TASK DIRECTIONS: Under this line are the records; write out word for word the part that begins at the line containing "is ok as is." and ends at the line containing "3. I have been", and no more.

+ + + +

Issue #3766, opened 2023-05-18
[RFC] Path wildcard scope


michaelblyons:
```bash
cat *.txt
```

For `*` and `?` as wildcards[^1], we have several schemes:

| Scope | Syntaxes | Comments |
|-|-|-|
| `constant.other.placeholder` | Batch | |
| `keyword.operator.path.asterisk` | Git ||
| `keyword.operator.quantifier` | Bash, _lots_ of Regex syntaxes | It's used twice in Bash: Once as regex quantifier and once as argument wildcard for paths. |
| `keyword.operator.wildcard` | File Patterns, SQL, Java | File patterns single level, SQL `LIKE` strings |
| `variable.language.wildcard` | File Patterns, SQL, Makefile | File patterns multilevel, SQL `SELECT *` |

I think Regex is its own thing and should stay as `keyword.operator.quantifier`, but for the others, should they be consolidated to one or two scopes?

I suggest that `**`-type multilevel ones use `variable.language.wildcard` and `*`-type short ones use `keyword.operator.wildcard`, but that's just what I did for File Patterns for the "Find in Files" paths. Other opinions welcome.

[^1]: In SQL, `%` and `_`.

deathaxe:
1. `constant.other.placeholder` seems most likely being used for placeholders in format strings (e.g.: `%s`). IIRC, this scope was also used for path wildcards in older syntaxes, which is not wrong, but hard for color schemes to distinguish them, in case both appear next to each other.

    As such a dedicated scope is appriciated.

2. As `?` and `*` don't denote placeholders or wildcards, but operators in regexp, the chosen scope is ok as is.

3. I have been struggling with `keyword.operator.wildcard` vs. `variable.language.wildcard` various times in the past.

   Which scope is more suitable, semantically?

   With regards to paths we might also take into account special signs like `~`, `.` or `..` and how they look compared to wildcards - using simple color schemes. Are they even of same category? 
   
   - `~` = `variable.language.environment` (Git Link)
   - `.`, `..` = `constant.language.path`
  
   Wildcards look like operators and "manipulate" a string in some way.
   
   They can also be interpreted as some kind of interpolation or expansion, thus `variable` is suitable, too.
   
   Why would you distinguish `*` vs. `**`? Both are just wildcards, aren't they?


What we might take into account with regards to highlighting using simple color scheme rules is:

1. wildcards may appear together with placehilders in format strings
[...]

PR #3781, opened 2023-05-31
[CSS] Change wildcard operator scopes

deathaxe:
This commit follows the suggestion of #3766 and scopes wildcards `?` and `*` `keyword.operator.wildcard`.


michaelblyons (approved):

deathaxe:
With a look at Mariana color scheme I wonder whether `variable.language.wildcard` would be the better choice in general, especially when combined with chaining (or other) operators.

+ + + +

RESPONSE BELOW:
2. As `?` and `*` don't denote placeholders or wildcards, but operators in regexp, the chosen scope is ok as is.

3. I have been struggling with `keyword.operator.wildcard` vs. `variable.language.wildcard` various times in the past.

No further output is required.